[Dataset entries]

+++++

PR #1209, opened 2023-02-25
use matrix rotate, if rotate angle is multiple of 90 degrees

black-turtle:
Closes https://github.com/jimp-dev/jimp/issues/1101

# What's Changing
Changing rotate algorithm if angle is multiple of 90 degree. For other rotate angle previous algorithm will be used.

## Why Changing
- For `rotate(90)` or `rotate(-90)`, expected new width and height is `width=oldHeight` and `height=oldWidth`. However, existing  algorithms is adding an extra pixel to the rotated image.
- This algorithm should be faster than previous one. Time complexity should be O(w*h).

## Tasks
- [x] Add tests
- [ ] Update Documentation
- [ ] Update `jimp.d.ts`

## Release Notes

Fixes a bug where rotating by 90 degrees introduced extra pixels


hipstersmoothie (approved):

black-turtle:
Hi @hipstersmoothie 
Most probably we also need to change the Major version. As rotate behavior is changing. Do you want me to change the Major version in package.json file?

hipstersmoothie:
How would this be a breaking change? It seems to fix a bug.

black-turtle:
OK, sounds good. No version change needed then.

PR #1222, opened 2023-04-18
chore: upgrade gifwrap

Marsup:
# What's Changing and Why

I've upgraded the dependency on gifwrap because of this fix https://github.com/jimp-dev/gifwrap/pull/26.

It seems to bring an update of `image-q`, I'm not sure if it's important.

## Tasks

- [ ] Add tests
- [ ] Update Documentation
- [ ] Update `jimp.d.ts`


Marsup:
@hipstersmoothie would it be possible to release a new version of jimp with this change please?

+++++

* THE PROBLEM *
In your reply, restate exactly the lines from the start of the records above through the line holding "- [ ] Add tests", including both, and nothing else.

* TASK RESULT *
PR #1209, opened 2023-02-25
use matrix rotate, if rotate angle is multiple of 90 degrees

black-turtle:
Closes https://github.com/jimp-dev/jimp/issues/1101

# What's Changing
Changing rotate algorithm if angle is multiple of 90 degree. For other rotate angle previous algorithm will be used.

## Why Changing
- For `rotate(90)` or `rotate(-90)`, expected new width and height is `width=oldHeight` and `height=oldWidth`. However, existing  algorithms is adding an extra pixel to the rotated image.
- This algorithm should be faster than previous one. Time complexity should be O(w*h).

## Tasks
- [x] Add tests
- [ ] Update Documentation
- [ ] Update `jimp.d.ts`

## Release Notes

Fixes a bug where rotating by 90 degrees introduced extra pixels


hipstersmoothie (approved):

black-turtle:
Hi @hipstersmoothie 
Most probably we also need to change the Major version. As rotate behavior is changing. Do you want me to change the Major version in package.json file?

hipstersmoothie:
How would this be a breaking change? It seems to fix a bug.

black-turtle:
OK, sounds good. No version change needed then.

PR #1222, opened 2023-04-18
chore: upgrade gifwrap

Marsup:
# What's Changing and Why

I've upgraded the dependency on gifwrap because of this fix https://github.com/jimp-dev/gifwrap/pull/26.

It seems to bring an update of `image-q`, I'm not sure if it's important.

## Tasks

- [ ] Add tests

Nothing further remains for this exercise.